By now, everyone’s heard of the acronymic suite of chemicals, PFAS. Long-term exposure to these per- and polyfluoroalkyl substances, often called “forever chemicals,” can lead to a variety of human health impacts. In April, news headlines stated that 23 Minnesota drinking water systems were found to exceed the limits set by the Environmental Protection Agency.
But in addition to water systems, PFAS are also lurking in food sources. PFAS in packaging materials can also find their way into our food supply.
The health implications are bad enough, but that also means food waste can continue to spread the PFAS problem. And it’s a growing problem because food waste is increasing. The amount of food wasted each year is projected to rise by a third by 2030, according to Boston Consulting Group.
But the opportunity in that waste – aside from the nutrients not getting into human bellies – is turning it into an energy source via anaerobic digestion. Among conventional food waste treatments, anaerobic digestion yields the highest primary energy production while maintaining net-negative emissions of greenhouse gasses. Additionally, the residual digested solids are rich in nutrients, representing a potential source of sustainable fertilizer.
However, PFAS present in food waste do not degrade during anaerobic digestion. This represents a potential roadblock, as application of PFAS-contaminated fertilizers to soils could spread the chemicals to the environment.
One potential solution is to follow anaerobic digestion with a thermal treatment process, such as hydrothermal liquefaction or pyrolysis. Previous studies have shown these technologies may be effective for degrading PFAS.

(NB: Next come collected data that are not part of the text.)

PR #3102, opened 2024-04-12
core: improve parseURL

Uzlopak:
There were some issues hidden.

E.g. if fields are undefined it will serialize them to undefined

```js
    describe('common', () => {
      test('returns valid URL object', () => {
        const url = parseURL({ protocol: 'http:' })
        strictEqual(url instanceof URL, true)
        strictEqual(url.href, 'http://undefined/')
      })
    })
```

So it should be now hardened and if the provided object has not sufficient information it will be replaced with empty string and not with undefined.

### DIFF
--- a/benchmarks/core/is-valid-port.mjs
+++ b/benchmarks/core/is-valid-port.mjs
@@ -1,0 +1,16 @@
+import { bench, group, run } from 'mitata'
+import { isValidPort } from '../../lib/core/util.js'
+
+const string = '1234'
+const number = 1234
+
+group('isValidPort', () => {
+  bench('string', () => {
+    return isValidPort(string)
+  })
+  bench('number', () => {
+    return isValidPort(number)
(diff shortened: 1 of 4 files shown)


KhafraDev:
how is parsing `parseURL({ protocol: 'http:' })` as `http:///` better?

Uzlopak:
@KhafraDev 
What are you referring to?

KhafraDev:
the example test you gave

Uzlopak:
Ah now i get it.

Yes it is better, because it will break 

```js
new URL('http://undefined/') // no problem
new URL('http:///') // TypeError: Failed to construct 'URL': Invalid URL
```

Uzlopak:
Ok. I think this PR is ready. The function is having full test coverage and behaves now properly imho.

metcoder95 (approved):

PR #3107, opened 2024-04-13
perf: optimization of request instantiation

tsctx:
1. Reuse fetch optimization logic in core.
2.  Avoid lowercasing.


mcollina (approved):
lgtm

lib/core/request.js
```diff
@@ -51,13 +52,13 @@ class Request {
...
       throw new InvalidArgumentError('path must be an absolute URL or start with a slash')
-    } else if (invalidPathRegex.exec(path) !== null) {
+    } else if (invalidPathRegex.test(path)) {
       throw new InvalidArgumentError('invalid request path')
     }
 
     if (typeof method !== 'string') {
       throw new InvalidArgumentError('method must be a string')
-    } else if (!isValidHTTPToken(method)) {
+    } else if (normalizeMethodRecord[method] === undefined && !isValidHTTPToken(method)) {
```
Uzlopak, line 61: Is there a perf difference for doing 
```suggestion
    } else if (method in normalizeMethodRecord && !isValidHTTPToken(method)) {
```

lib/core/util.js
```diff
@@ -562,6 +562,26 @@ function errorRequest (client, request, err) {
 const kEnumerableProperty = Object.create(null)
 kEnumerableProperty.enumerable = true
 
+const normalizeMethodRecord = {
```
Uzlopak, line 565: I dont like the name as the first part is a verb, indicating a function
Rename to normaledMethodRecords?

lib/core/request.js
tsctx: Unfortunately, `in operation` is slow to look up properties that do not exist.

Uzlopak: k, thanks

KhafraDev (commented):
Is there a reason to combine method validation and normalization into a single method? This instantly breaks the second we need one and not the other.

tsctx:
> Is there a reason to combine method validation and normalization into a single method? 

The reason for wanting to normalize and verify at the same time is that the case used in the verification can be reused.

> This instantly breaks the second we need one and not the other.

Yes, it is. The function was not changed, but a new one was created.

metcoder95 (commented):
Can you share the bench results?

tsctx:
> Can you share the bench results?

<details>

```js
import Request from "../../lib/core/request.js";
import DecoratorHandler from "../../lib/handler/decorator-handler.js";

import { bench, group, run } from 'mitata'

const handler = new DecoratorHandler({})

bench('new Request()', () => {
    return new Request('https://localhost', { path: "/", method: "get", body: null }, handler);
})

await run()
```

</details>

- main

```
benchmark          time (avg)             (min … max)       p75       p99      p999
----------------------------------------------------- -----------------------------
new Request()   90.41 ns/iter   (70.85 ns … 1'729 ns)    106 ns    205 ns    717 ns
```

- this patch

```
benchmark          time (avg)             (min … max)       p75       p99      p999
----------------------------------------------------- -----------------------------
new Request()   90.41 ns/iter   (70.85 ns … 1'729 ns)    106 ns    205 ns    717 ns
```

metcoder95 (approved):

Uzlopak:
Thank you for the benchmark. Can you add it to the benchmark folder please?

lib/web/fetch/request.js
```diff
@@ -39,6 +37,21 @@ const requestFinalizer = new FinalizationRegistry(({ signal, abort }) => {
...
+
+  const upperCase = method.toUpperCase()
+
+  if (forbiddenMethodsSet.has(upperCase)) {
+    throw new TypeError(`'${method}' HTTP method is unsupported.`)
+  }
+
+  // Note: must be in uppercase
+  return normalizedMethodRecordsBase[upperCase] ?? method
+}
```
Uzlopak, line 53: Why dont you move it to util?
cam you write some test only for this method?

tsctx: This is covered by wpt.

lib/core/util.js
```diff
@@ -592,6 +592,31 @@ function errorRequest (client, request, err) {
...
+const normalizedMethodRecords = {
+  ...normalizedMethodRecordsBase,
+  patch: 'patch',
+  PATCH: 'PATCH'
+}
+
+// Note: object prototypes should not be able to be referenced. e.g. `Object#hasOwnProperty`.
+Object.setPrototypeOf(normalizedMethodRecordsBase, null)
+Object.setPrototypeOf(normalizedMethodRecords, null)
+
```
DarkGL, line 619: As this object shouldn't change overtime, maybe we can add also

`
Object.freeze(normalizedMethodRecordsBase)
Object.freeze(normalizedMethodRecords)
`

DarkGL: fyi: https://github.com/DarkGL/object-freeze-seal-performance

mcollina (approved):
lgtm

lib/web/fetch/request.js
```diff
@@ -38,6 +36,21 @@ const requestFinalizer = new FinalizationRegistry(({ signal, abort }) => {
   signal.removeEventListener('abort', abort)
 })
 
+function validateAndNormalizeMethod (method) {
```
tsctx, line 39:
```suggestion
/**
 * @see https://fetch.spec.whatwg.org/#concept-method-normalize
 */
function validateAndNormalizeMethod (method) {
```

lib/core/util.js
tsctx: This is not a real-world benchmark; it is actually slower one.

lib/web/fetch/request.js
```diff
@@ -347,30 +363,15 @@ class Request {
     // 25. If init["method"] exists, then:
     if (init.method !== undefined) {
       // 1. Let method be init["method"].
-      let method = init.method
+      const method = init.method
 
-      const mayBeNormalized = normalizeMethodRecord[method]
+      // 2. If method is not a method or method is a forbidden method, then
```
tsctx, line 368:
```suggestion
      const mayBeNormalized = normalizeMethodRecord[method]
      // 2. If method is not a method or method is a forbidden method, then
```

lib/web/fetch/request.js
```diff
@@ -347,30 +363,15 @@ class Request {
...
+      // throw a TypeError.
```
tsctx, line 370:
```suggestion

      if (mayBeNormalized !== undefined) {
        // Note: Bypass validation DELETE, GET, HEAD, OPTIONS, POST, PUT, PATCH and these lowercase ones
        request.method = mayBeNormalized
      } else {
        // 2. If method is not a method or method is a forbidden method, then
        // throw a TypeError.
        if (!isValidHTTPToken(method)) {
          throw new TypeError(`'${method}' is not a valid HTTP method.`)
        }
```

lib/web/fetch/request.js
```diff
@@ -347,30 +363,15 @@ class Request {
...
-          throw new TypeError(`'${method}' HTTP method is unsupported.`)
-        }
-
-        // 3. Normalize method.
-        method = normalizeMethod(method)
-
-        // 4. Set request’s method to method.
-        request.method = method
-      }
+      // 4. Set request’s method to method.
```
tsctx, line 373:
```suggestion
        if (forbiddenMethodsSet.has(method.toUpperCase())) {
          throw new TypeError(`'${method}' HTTP method is unsupported.`)
        }

        // 3. Normalize method.
        method = normalizedMethodRecords[method] ?? validateAndNormalizeMethod(method)

        // 4. Set request’s method to method.
        request.method = method
      }
      // 4. Set request’s method to method.
```

lib/web/fetch/request.js
```diff
@@ -347,30 +363,15 @@ class Request {
...
-      if (mayBeNormalized !== undefined) {
-        // Note: Bypass validation DELETE, GET, HEAD, OPTIONS, POST, PUT, PATCH and these lowercase ones
-        request.method = mayBeNormalized
-      } else {
-        // 2. If method is not a method or method is a forbidden method, then
-        // throw a TypeError.
-        if (!isValidHTTPToken(method)) {
-          throw new TypeError(`'${method}' is not a valid HTTP method.`)
-        }
+      // 3. Normalize method.
```
tsctx, line 371:
```suggestion
```

lib/web/fetch/request.js
```diff
@@ -347,9 +363,11 @@ class Request {
     // 25. If init["method"] exists, then:
     if (init.method !== undefined) {
       // 1. Let method be init["method"].
-      let method = init.method
+      const method = init.method
```
tsctx, line 366:
```suggestion
      let method = init.method
```

lib/web/fetch/request.js
```diff
@@ -347,9 +363,11 @@ class Request {
...
 
-      const mayBeNormalized = normalizeMethodRecord[method]
+      const mayBeNormalized = normalizedMethodRecords[method]
+      // 2. If method is not a method or method is a forbidden method, then
+      // throw a TypeError.
```
tsctx, line 370:
```suggestion
```

lib/web/fetch/request.js
```diff
@@ -366,11 +384,13 @@ class Request {
...
 
         // 3. Normalize method.
-        method = normalizeMethod(method)
+        method = normalizedMethodRecords[method] ?? validateAndNormalizeMethod(method)
 
         // 4. Set request’s method to method.
         request.method = method
       }
+      // 4. Set request’s method to method.
+      request.method = normalizedMethodRecords[method] ?? validateAndNormalizeMethod(method)
```
tsctx, line 393:
```suggestion
```

lib/web/fetch/request.js
```diff
@@ -366,7 +382,7 @@ class Request {
         }
 
         // 3. Normalize method.
-        method = normalizeMethod(method)
+        method = normalizedMethodRecords[method] ?? validateAndNormalizeMethod(method)
```
tsctx, line 385:
```suggestion
        method = normalizedMethodRecords[method] ?? method
```

lib/web/fetch/util.js
```diff
@@ -6,7 +6,7 @@ const { redirectStatusSet, referrerPolicySet: referrerPolicyTokens, badPortsSet
 const { getGlobalOrigin } = require('./global')
 const { collectASequenceOfCodePoints, collectAnHTTPQuotedString, removeChars, parseMIMEType } = require('./data-url')
 const { performance } = require('node:perf_hooks')
-const { isBlobLike, ReadableStreamFrom, isValidHTTPToken } = require('../../core/util')
+const { isBlobLike, ReadableStreamFrom, isValidHTTPToken, normalizedMethodRecordsBase } = require('../../core/util')
```
tsctx, line 9:
```suggestion
const { isBlobLike, ReadableStreamFrom, isValidHTTPToken } = require('../../core/util')
```

lib/web/fetch/request.js
```diff
@@ -361,12 +359,15 @@ class Request {
...
-        if (forbiddenMethodsSet.has(method.toUpperCase())) {
+        const upperCase = method.toUpperCase()
+
+        if (forbiddenMethodsSet.has(upperCase)) {
           throw new TypeError(`'${method}' HTTP method is unsupported.`)
         }
 
         // 3. Normalize method.
-        method = normalizeMethod(method)
+        // Note: must be in uppercase
```
tsctx, line 369:
```suggestion
        // https://fetch.spec.whatwg.org/#concept-method-normalize
        // Note: must be in uppercase
```

luanmuniz:
This is just a comment from someone who doesn't know how this repo works, so feel free to ignore it:

I see optimization, and I just want to say that I found Map() to be more performant than plain objects. It could be a slight performance improvement to have `normalizedMethodRecordsBase` as Map() instead of a plain object.

KhafraDev (approved):

Issue #2164, opened 2023-06-18
fetch: limit web streams usage in body mixin methods


KhafraDev:
The fetch spec requires us to create a new web Readable stream for every `Response` and `Request` object, which can likely be avoided in most cases.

And this is the research driving the passion of postdoctoral associate Neda Amanat. She came to NRRI to develop an innovative approach to reuse resources and remediate PFAS in food waste using thermal treatment.
"My goal is to understand the effectiveness of a novel food waste treatment train approach,” said Amanat. “We’re including anaerobic digestion followed by thermal treatment to generate renewable biogas as well as nutrient-rich soil amendments that have been remediated for PFAS.”
She believes that the substantial concerns surrounding PFAS contamination make this project important globally.
Global Student
Amanat began her college career in chemical engineering at Shiraz University in Iran, then moved to Italy to continue her studies. She began her postdoctoral research at Sapienza University in Rome before coming to Minnesota and NRRI in January 2023.
She’s intrigued by the challenge of navigating research that is poorly represented in existing literature.
“But that’s also what makes the work interesting and rewarding,” said Amanat. “I enjoy contributing to a deeper understanding of overlooked or emerging topics and shedding light on areas that warrant further exploration.”
Her research is funded by the University of Minnesota MnDRIVE program – Minnesota's Discovery, Research, and InnoVation Economy – through the Research and Innovation Office. The project wraps up this year.
Collaborations
Expertise within NRRI and the University’s research enterprise have greatly informed Amanat’s research. NRRI’s Eric Singsaas and Brian Barry in the Materials and Bioeconomy group are providing technical input regarding the thermal treatment technologies. And, NRRI Mechanical Engineer, Kory Jenkins, provides essential expertise in technical and safety manufacturing techniques.
On the Twin Cities campus, a collaboration with the College of Food, Agricultural and Natural Resource Sciences is providing expertise from the Department of Bioproducts and Biosystems Engineering.
“Professor Bo Hu provides technical assistance regarding the reutilization of food waste through anaerobic digestion,” said Amanat.
Off Hours
When she’s not socializing with friends, or enjoying nature on hikes, Amanat loves to travel.
“I love to learn about new cultures and meet new people,” she said. “Right now I’m planning a trip to California.”